Imagining Consciousness
I paint what exists but is unseeable — the invisible forces that bind and animate life. I use an invented, ever mutating abstract visual vocabulary that includes pattern, repetition, ornamentation, and layering to create complex macro-micro worlds. The paintings contain layers of depth and vibrate with movement, energy, propulsion, conversion, and change. With these paintings I am pursuing my interest in what science calls the hard question of consciousness.
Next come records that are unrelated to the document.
Issue #487, opened 2026-05-29
fix(normalize): canonical edit-form detection (ins→dup, tandem repeat, mito m., allele collapse)


nh13:
Child of #326. Spec arbitration verdict: **(a) ferro normalization bugs** (a chunk of the 105 `normalized` FAILs).

## Problem

ferro fails to canonicalize several edit forms the HGVS spec mandates. Examples (input → expected → ferro):

- **`ins` not collapsed to `dup`** when the insert duplicates preceding sequence — `LRG_303:g.6932_6933insAGCAACGTGATCGCCTCCCTCACCT` → `g.6908_6932dup` (`docs/recommendations/DNA/duplication.md`).
- **tandem repeats not detected** — `LRG_303:g.4_5insGT[5]` → `g.1_4GT[7]`; `c.6delinsCCCC` → `c.6C[4]`; and the reverse error, a repeat emitted as `ins` — `c.6C[4]` → ferro `c.5_6insCCC` (`docs/recommendations/DNA/repeated.md`).
- **mitochondrial accession emitted as `g.` not `m.`** — `NC_012920.1:g.3243A>G` → `NC_012920.1:m.3243A>G` (NC_012920.1 is the mtDNA reference; HGVS requires `m.`).
- **allele not collapsed** — `NG_012337.1:g.[104_105insA;105_106insC;105del]` → `g.105delinsAC`.

Also in this family but lower-confidence (need reference-sequence confirmation of who is spec-correct): **3′-shift off-by-one** cases, e.g. `NG_012337.1(NM_012459.2):c.12_13delCA` → expected `c.12_13del`, ferro `c.13_14del`; several `ENST…:c.100del` → `c.102del`.

## Ask

Add the missing canonical-form detection during normalization (dup-vs-ins, tandem repeat, allele collapse), coerce mito accessions to `m.`, and audit the 3′-shift off-by-ones against the reference. One PR per coherent group; demote `baseline-failures/normalized.txt` rows as each lands.

Refs #326.

nh13:
Status update: the **mito `m.` group is done** via #541 (`g.` on a mitochondrial accession now coerces to `m.`; `NC_012920.1:g.3243A>G` is gone from `baseline-failures/normalized.txt`).

Three groups remain outstanding (all still failing in `baseline-failures/normalized.txt`):

- **ins→dup collapse** (e.g. `LRG_303:g.6932_6933ins…`)
[...]

PR #700, opened 2026-06-15
feat(normalize): apply the 3′ rule across exon/intron boundaries (#670)

### LINKED ISSUE #670: fix(normalize): apply the 3′ rule across exon/intron boundaries for genomic-context c./n. variants
## Summary

For coding/non-coding variants described against a **genomic-context** reference (an `NG_`/`NC_`/`LRG_` parent, e.g. `NG_008835.1(NM_022153.2):c.82del`), ferro does **not** apply the HGVS 3′ rule across exon/intron and intron/exon junctions. It confines 3′-shifting to the exon, so a deletion/duplication whose 3′-most representation lies in the adjacent intron is left in the exon.

This is the remaining unresolved group of #487 (the "3′-shift off-by-one" cases). It is split out into its own issue because the fix depends on the c↔g projection keystone (see Dependency).

## Spec basis (ferro is wrong here)

The HGVS spec is explicit that the 3′ rule **does** cross exon/intron and intron/exon junctions; the *only* suppression is at exon/exon junctions.

- `background/numbering.md:22-26` — **exception 3′ rule**: the 3′ rule is not applied around **exon/exon** junctions (shifting would land in the wrong exon, e.g. `LRG_199t1:c.3921del` and *not* `c.3922del`). The closing **NOTE** states this exception "**does not apply** to a deletion/duplication around exon/intron and intron/exon junctions."
- `recommendations/DNA/deletion.md:51-64`:
  - **exon/intron** border: `...GAACAG`**g**`t..//..agTGCCTT` → shifts into the intron, described "**not as `c.1704del`**".
  - **intron/exon** border: `CTGGCCgt..//..ag`**G**`TTTTA` → shifts into the exon, described "**not as `c.1813-1del`**".

So at an exon/intron boundary with identical flanking nucleotides, the variant must shift into the intronic (`+`/`-` offset) coordinate.

## Root cause

`normalize_cds` shuffles in **spliced (transcript) coordinate space**, exon-confined via `get_cds_boundaries_with_axis_info` (`src/normalize/boundary.rs`). The `cross_boundaries` flag (`src/normalize/config.rs`) is hardcoded `false` in the production path (only enabled in tests + a single-exon special case). Even when `true`, the bound becomes the full **spliced** transcript `(1, sequence_length())`, which contains **no intronic bases at all** — so spliced-space shuffling structurally cannot produce an intronic `c.N+1` result.

The correct behavior is to 3′-shift in **genomic coordinate space** (which contains the introns) for genomic-context variants and map the result back to `c.`/`n.` with `+`/`-` offsets. Shifting on genomic coordinates also satisfies the exon/exon exception for free: consecutive exons are separated by the intron on the genomic sequence, so a 3′ shift moves into the intron, never into the next exon.

## Affected conformance rows (axis = normalized)

From the ferro-prepared manifest run (`cargo nextest run --features dev -E 'test(axis_normalized)'`):

| input | ferro emits | mutalyzer / spec-correct |
|---|---|---|
| `NG_008835.1(NM_022153.2):c.82del` | `c.82del` | `c.82+1del` (exon→intron) |
| `NG_008835.1(NM_022153.2):c.677-21_704+62del` | (unshifted) | `c.677-18_704+65del` (intronic span) |
| `NG_007107.2(NM_004992.3):c.378-17delT` | `c.378-16del` | `c.378-17del` (intronic) |
| `NG_009497.1(NM_206933.2):c.8682-19dupT` | `c.8682-18dup` | `c.8682-19dup` (intronic) |

(`NG_007107.2`/`NG_009497.1` are also version-mismatched against the local manifest — local has `NG_007107.3`/`NG_009497.2` — but they are boundary cases regardless, so the version is not the blocker.)

## Dependency

The fix requires a c↔g projection/shuffle path inside normalization. That machinery is being built by the projection keystone: PRs #642, #647, #616 (issues #498, #646, #480). This issue should be implemented **after** those land, reusing their c↔g conversion rather than building a parallel path.

## Tracking in the conformance harness

The affected rows above are annotated `known_bug` in `tests/fixtures/mutalyzer-normalize/cases.json` with `tracking_issue` pointing at this issue. The harness XPASS guard will fail CI the moment ferro begins emitting the spec-correct form, forcing the annotation to be removed on convergence.

## Acceptance criteria

- [ ] For genomic-context `c.`/`n.` variants, the 3′ rule shifts across exon/intron and intron/exon junctions (into/out of `+`/`-` offset coordinates).
- [ ] The exon/exon exception (`numbering.md:22-26`) is preserved — no shifting into the next exon.
- [ ] The four rows above converge (XPASS → annotations removed).
- [ ] TDD with real reference bytes (the manifest resolves `NG_008835.1`).

Refs #487

nh13:
Closes #670. Refs #487.

**Stacked on #690** (base branch `fix/intronic-genomic-fetch-off-by-one`) — review/merge #690 first. The two fixes here rely on #690's off-by-one correction.

ferro's genomic-space shuffle was reachable only when an endpoint was already intronic, and it assumed a single enclosing intron. Two spec-required cases (numbering.md "exception 3′ rule" NOTE; deletion.md exon/intron border) therefore never shifted:

1. **Purely-exonic, junction-adjacent indels** — a del/dup resting at an exon's 3′ edge stayed exon-confined instead of continuing into the following intron (`NM_022153.2:c.82del` → `c.82+1del`). `normalize_cds` now, after the exon-confined shuffle and only in the 3′ direction, re-runs the shuffle in genomic space when the result landed exactly at the exon boundary with genomic context and a downstream intron — adopting it only if it crossed into the intron. Exon/EXON suppression is preserved structurally (the shuffle boundary is capped at the adjacent intron's far edge, never the next exon); 5′/VCF shuffles stay exon-confined.
2. **Deletions spanning multiple introns** (intron→exon→intron) — both endpoints intronic but in *different* introns were routed to the single-intron `normalize_intronic_cds` and never shifted (`NM_022153.2:c.677-21_704+62del` → `c.677-18_704+65del`). The dispatch now checks `same_intron`; multi-intron spans go to the genomic boundary path.

Both rely on the boundary path sizing its fetch window to cover the relevant exon(s)+intron(s) genomic extent (`intronic_window_bounds`, generalized via `get_boundary_spanning_genomic_extent`), so a long adjacent intron no longer pushes the shuffle boundary outside the fetched window.

**Tests:** purely-exonic plus-strand + minus-strand crossing, exon/EXON suppression guard, 5′-direction exon-confinement, and a synthetic multi-intron-span case (all in-crate). **Conformance** (mutalyzer normalized axis, reference-gated): 135→137 pass / 83→81 FAIL on top of #690 — adds `c.82del` and `c.677-21_704+62del`; 0 regressions, all other axes unchanged. Full non-conformance suite green (only the pre-existing `axis_protein_description` failure); clippy + fmt clean.

### DIFF
--- a/src/normalize/mod.rs
+++ b/src/normalize/mod.rs
@@ -2097,11 +2097,19 @@ impl<P: ReferenceProvider> Normalizer<P> {
             // gets the build-correct chromosome. If the accession-aware lookup
             // fails, fall back to the plain transcript we already fetched.
             let transcript = transcript_for_intronic().unwrap_or(transcript);
-            // Check if both positions are intronic and in the same intron
-            if start_pos.is_intronic() && end_pos.is_intronic() {
+            // Both intronic *in the same intron* → the dedicated intronic
+            // shuffle (which assumes a single enclosing intron). Both intronic
+            // in DIFFERENT introns (#670: a deletion spanning intron→exon→intron)
+            // falls through to the genomic boundary path, which sizes its window
+            // to the full span — `normalize_intronic_cds` would bound the shuffle
+            // to only `start`'s intron and so never shift such a span.
+            if start_pos.is_intronic()
+                && end_pos.is_intronic()
+                && self.same_intron(&transcript, start_pos, end_pos)
+            {
                 return self.normalize_intronic_cds(variant, &transcript, start_pos, end_pos, edit);
             }
-            // Variant spans exon-intron boundary - normalize in genomic space
+            // One endpoint exon/intron boundary, or a multi-intron span: genomic space.
             return self.normalize_boundary_spanning_cds(
                 variant,
                 &transcript,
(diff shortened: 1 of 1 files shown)


nh13:
Note: CI (`ci.yml`) only triggers on `pull_request: branches: [main]`, so the checks won't run while this is stacked on the #690 branch. They'll run once #690 merges and this PR is retargeted to `main`. Verified locally in the meantime: full non-conformance suite green (only the pre-existing manifest-gated `hgvs_rs_projection_tests::axis_protein_description` failure, which also fails on `main` locally and skips on CI), clippy + fmt clean, and the conformance delta above (+2 normalized rows, 0 regressions).

Issue #692, opened 2026-06-15
fix(parser): accept a cross-reference insert in delins (c.<pos>delins<ACC>:c.<a>_<b>)


nh13:
`NG_012337.3(NM_003002.4):c.274delinsNG_012337.1(NM_012459.2):c.200_203` fails to parse:

```
Parse error at position 38: Unexpected trailing characters: '_012337.1(NM_012459.2):c.200_203'
```

The parser accepts a cross-reference *insertion* (`ins<ACC>:c.<a>_<b>`, added in #395, now closed) but not the same cross-reference inside a `delins` payload. Both corpus rows of this shape fail at the `delins<ACC>:` boundary:

- `NG_012337.3(NM_003002.4):c.274delinsNG_012337.1(NM_012459.2):c.200_203`
- `NG_012337.1(NM_012459.2):c.274delinsNG_012337.3(NM_003002.4):c.200_203`

This blocks 2 rows of the `rna_description` conformance axis (#485) — the predicted RNA form (`r.(274delinscuga)` / `r.(274delinscuag)`) can't be produced because the input never parses.

Refs #326, #485.

Issue #672, opened 2026-06-14
test(conformance): provision exact corpus accession versions absent from the prepared manifest


nh13:
## Summary

Several mutalyzer-normalize corpus rows pin **older accession versions** that the `ferro prepare` manifest does not carry, so ferro cannot resolve the reference and no-ops (echoes the input). These present as conformance FAILs but are **not ferro bugs** — given the correct reference, ferro produces the spec-correct result. They need the exact-version bytes provisioned for hermetic TDD.

## Proven example (not a bug)

`NM_003002.2:c.273del` (corpus expects `c.274del`):
- Manifest carries only `NM_003002.4` (transcript FASTA) / `NM_003002.3`+`.4` (cdot); `.2` is absent → ferro no-ops, echoing `c.273del`.
- The `.2` and `.4` **CDS are byte-identical** (480 bp; sequence at c.273-274 is `…AT`**GG**`AC…`). Running ferro on the present version proves the logic is correct:
  - `ferro normalize 'NM_003002.4:c.273del' --reference …` → `NM_003002.4:c.274del` ✅ (3′ rule rolls the `GG` correctly)
  - `ferro normalize 'NM_003002.2:c.273del' --reference …` → `NM_003002.2:c.273del` (no-op; version absent)

So the only thing missing is the `.2` reference sequence.

## Also needed (to finalize #670 adjudication)

The two intronic 3′-shift rows in #670 are version-independent in their c. result (ferro gives the same answer on local `.3`/`.2` as on the pinned `.2`/`.1`), but their **exact genomic position** can only be adjudicated against the pinned version's intron sequence (the `.2`→`.3` / `.1`→`.2` genomic coordinates do not line up):

- `NG_007107.2(NM_004992.3):c.378-17delT` (local has `NG_007107.3`)
- `NG_009497.1(NM_206933.2):c.8682-19dupT` (local has `NG_009497.2`)

## Proposed provisioning

NCBI efetch is already wired in `ferro prepare` (`src/prepare/mod.rs:1306,1455`). Fetch the exact pinned accession.versions into a supplemental FASTA and record them in the manifest:
- `NM_003002.2` (transcript)
- `NG_007107.2`, `NG_009497.1` (RefSeqGene genomic)

(Other corpus rows pin `NG_012337.1`, `NG_012772.1`, `NG_009497.1`, `NG_007107.2`, etc.; sweep the corpus for all version mismatches while provisioning.)

## Harness wiring

[...]

Issue #654, opened 2026-06-14
test(conformance): normalized axis baseline is stale; regenerate + arbitrate 4 drifted rows


nh13:
## Summary

A `FERRO_MANIFEST`-backed run of `axis_normalized` against `origin/main` fails: the committed `tests/fixtures/mutalyzer-normalize/baseline-failures/normalized.txt` no longer matches current behavior. The committed baseline is **stale** — it predates normalization changes that have since merged.

## Findings (live run)

- **6 rows now pass** that are still listed as expected-fail (demotable).
- **4 rows now fail** that are not in the baseline (not regressions vs the *code*, but unrecorded current divergences):
  - ~~`NM_003002.2:c.273del` — ferro `c.273del`, expected `c.274del` (a 3′-shift off-by-one).~~ **Resolved by #672 — not a 3′-shift bug.** This is a reference-availability artifact: the manifest carries only `NM_003002.4`/`.3`, not the pinned `.2`, so ferro no-ops and echoes the input. On the present version `ferro normalize 'NM_003002.4:c.273del'` → `c.274del` correctly (the `.2`/`.4` CDS are byte-identical at this locus). Provisioning the exact `.2` bytes (#672) makes this XPASS. Defer this row to #672.
  - `NM_003002.2:c.pterdel` / `c.qterdel` and `NG_012337.1:g.pterdel` — pter/qter handling (overlaps #537).

## Proposal

Regenerate the `normalized` baseline from current behavior and **arbitrate the remaining 3 drifted rows** (HGVS-spec each: ferro bug vs accepted divergence). The `c.273del` row is now accounted for by #672 (reference-availability, not a code bug). The 3 pter/qter rows overlap #537 (pter/qter g-axis).

**Note (2026-06-15):** the committed `normalized.txt` baseline has since dropped 105 → 71 rows (see #326), so the specific "6 demotable / 4 drifted" deltas from the original live run predate that churn — re-run before regenerating.

This also relates to the harness gap in the output-quality tracking issue (a stale baseline is exactly what membership-only diffing lets drift).

Refs #326, #487, #537.

nh13:
[...]

PR #756, opened 2026-06-18
fix(normalize): resolve the transcript for a genomic-context c. cross-reference payload (#654)

nh13:
**Stacked on #755** (base = `fix/issue-654-normalized-ok-mismatch`). Review the stack #754 → #755 → this first; this PR's diff is only the two commits on top.

## Summary

Cross-reference payload resolution fixes in the normalized-axis `Err`-tail (#654). Two related gaps in how `delins`/`ins` payloads that reference another accession's coordinates are resolved:

**1. Genomic-context compound payload accession.** `delins NG_(NM_):c.A_B` failed with `transcript NG_…(NM_…) has no CDS start; cannot expand c. ins[A_B] payload` — `resolve_cross_reference_bases` passed the whole compound accession to the CDS translation, which looks up `cds_start` by accession. Now reduces a `c.` payload accession to its bare transcript (`NM_`), dropping the `NG_(…)`/`LRG_(…)` wrapper, mirroring the same-accession expansion path. `Direct` (g./m./o./n.) payloads are unchanged.

**2. Single-position payload.** A payload may name a single position (a one-base copy) rather than a range, e.g. `delins NG_(NM_):c.200`. `parse_cross_reference` required an `A_B` range and a five-char minimum, so a single position was rejected as out-of-scope. Now treats a payload with no `_` as `start == end`.

Both fixes were written test-first (unit tests in `normalize::rules::tests`).

## Result

Greens three mutalyzer-normalize corpus rows (`Err` → pass):

| Input | Output |
|---|---|
| `NG_012337.1(NM_012459.2):c.274delinsNG_012337.3(NM_003002.4):c.200_203` | `…:c.274delinsCTAG` |
| `NG_012337.3(NM_003002.4):c.274delinsNG_012337.1(NM_012459.2):c.200_203` | `…:c.274delinsCTGA` |
| `NG_012337.3:g.136delinsNG_012337.1(NM_012459.2):c.200` | `…:g.136A>C` (one-base copy → 1-base delins → substitution) |

normalized axis: **11 FAIL (was 14), 0 XPASS**. Regenerated the baseline snapshot; re-blessed the `mock-pin` (MockProvider lacks those transcripts, so the not-found error now names the resolved transcript). Full hermetic suite green (**7351 passed**); `clippy` + `fmt` clean.

## Remaining Err-tail (follow-up)

The remaining `Err` rows need either policy decisions or larger features: cross-reference payloads decorated with `pter`/`qter`/`*N`/offsets (which ferro deliberately refuses for `pter`/`qter`), an intronic `c.*824+10del` (version-adjacent, #672), and inputs ferro arguably rejects correctly (`c.41>CA`, malformed concatenated forms). The latter can't be annotated away on a projection axis by design.

Refs #654, #692.


nh13:
Addressed in `2534846`.

**Major (n. payloads):** the genomic-context accession reduction was gated on `InsCoordKind::Cds`, so it missed `n.` (transcript-relative but classified `Direct`). Since `InsCoordKind` collapses `g./m./o./n.` into `Direct`, I thread a `transcript_relative` flag out of `parse_cross_reference` (true for `c.` and `n.`) and reduce the compound `NG_(NM_)`/`LRG_(…)` accession to its transcript for both, leaving `g./m./o.` (genomic/absolute) on the named accession. `NG_007485.1(NR_003529.3):n.200`-style payloads now resolve.

**Nitpick:** added a Direct-axis single-position test (`NM_000088.3:n.2`), alongside the `n.` compound-accession regression test.

Full hermetic suite green; no manifest-axis change (no `n.` cross-reference row in the current corpus — this is a correctness fix for the class). #757 rebased on top.

PR #761, opened 2026-06-18
feat(project): predict protein consequence for whole-exon deletions

nh13:
## Summary

A deletion that removes one or more complete coding exons now predicts its protein consequence (frameshift or in-frame deletion) instead of declining. This is spec-compliant — `protein/deletion.md` "one or more exons" gives confident predictions for whole-exon deletions — and addresses part of #498's protein-axis prediction gap. `Refs #498` (not `Closes`): the issue has other open threads.

## Approach

A new pure helper `whole_exon_deletion_span` (`src/project/protein/helpers.rs`) clamps a both-intronic deletion to the exonic CDS bases it removes. `predict_protein_consequence` is relaxed so a whole-exon deletion reaches a new guarded match arm that re-expresses the clamped span as a clean exonic deletion and runs it through the existing `predict_indel_protein` — reusing the verified frameshift/in-frame machinery. The change lives in the single gate shared by all three projection entry points (genome-pivot, bare-`NM_` direct, bare-`n.`/`r.` direct).

### Conservative by design — only the canonical form predicts

It predicts only the well-formed canonical bracketing: ascending interval, 5′ offset `< 0`, 3′ offset `> 0`, within the CDS. Every other shape declines, so the change never emits a wrong protein from ambiguous positions:

- **Reverse-strand crossed/descending intervals.** ferro's reverse-strand coding normalization (#762) hands the gate a mis-rendered interval — e.g. `c.704-18_677+65del` for VSIR, which literally describes removing the wrong exonic span. Predicting from it would emit a wrong protein (`p.(Ala227GlnfsTer6)` instead of `p.(Arg226ProfsTer102)`), so it declines. The case predicts correctly with no further change here once #762 normalizes the endpoints canonically.
- **3′UTR-intronic, exonic-endpoint (partial-exon / splice), and pure/deep-intronic spans** all decline (partial-exon matches mutalyzer's own `test_del_splice_site` rule).

## Validation

- **DMD exon 10 (in-frame):** `NM_004006.2:c.961-1_1149+3del` → `p.(His321_Glu383del)` — matches the HGVS spec example exactly.
- **DMD exons 10–11 (frameshift):** `NM_004006.2:c.961-1_1331+1del` → `p.(His321PhefsTer3)` — anchor (`His321`) and stop distance (`fsTer3`) match the spec's exons-10–11 example; the substituted residue differs (Phe vs Leu) because ferro translates `NP_003997.1` and the spec example is `.2`.
- **Reverse-strand VSIR:** declines safely, guarded by a manifest test, until #762.
- Helper unit tests cover every offset-sign / UTR / crossed-form case; projector integration tests cover predict-and-decline via `project_variant`. Manifest-gated real-world tests skip in manifest-less CI. Full suite: 7369 passing.

## Scope / not included

- VSIR corpus rows stay FAIL as a **safe decline** (not wrong output), gated on #762.
- The protein-axis empty-projection budget is **not** re-blessed (a separate reference-drift concern: the committed baseline of 19 does not reproduce against the current prepared reference).
- `coding_protein_descriptions` cluster-B (transcript-set/version selection) and the other #498 threads are untouched.

## Summary by CodeRabbit

* **New Features**
  * Protein consequence predictions now support whole-exon deletions with intronic endpoints.

* **Tests**
  * Added integration tests for whole-exon deletion prediction scenarios.

### DIFF
--- a/src/project/projector.rs
+++ b/src/project/projector.rs
@@ -15,7 +15,7 @@ use crate::project::accession::parse_accession;
 use crate::project::edit::transform_edit_for_strand;
 use crate::project::protein::{
     affects_initiation_codon, build_initiator_unknown, cds_has_valid_start, predict_indel_protein,
-    predict_substitution_protein, read_cds_start_codon, RefProteinBundle,
+    predict_substitution_protein, read_cds_start_codon, whole_exon_deletion_span, RefProteinBundle,
 };
 use crate::project::result::VariantProjection;
 use crate::reference::transcript::Transcript;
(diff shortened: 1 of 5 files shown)


nh13:
@coderabbitai resume

nh13:
@coderabbitai review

My visual speculations about consciousness are imaginatively, metaphorically, and poetically informed by empirical science, philosophy, and ancient wisdom.
The Mandala Series
Sumptuous, intricate, ornamented, Amy Cheng’s Mandala oil paintings are richly referential — they call to mind a range of associations from mandalas, the cosmos, cells, lace, brocade and more. Cheng, born in Taiwan, is a Chinese-American contemporary painter and public art artist who resides and works in New York City. She feels aligned with the long history of geometric and floral ornamentation Far Eastern, Middle Eastern, and European craftsmen have long employed. They did so with the implicit understanding that pattern and repetition, which are endemic in nature, are primal in their rhythmic connection to the human nervous system. Cheng identifies the Mandala series with the long historical tradition of visual artists interested in notions of cosmology. She is, as the artist Thomas Lyon Mills says, painting worlds within worlds with the aim of revealing profound, contemplative, slow truths.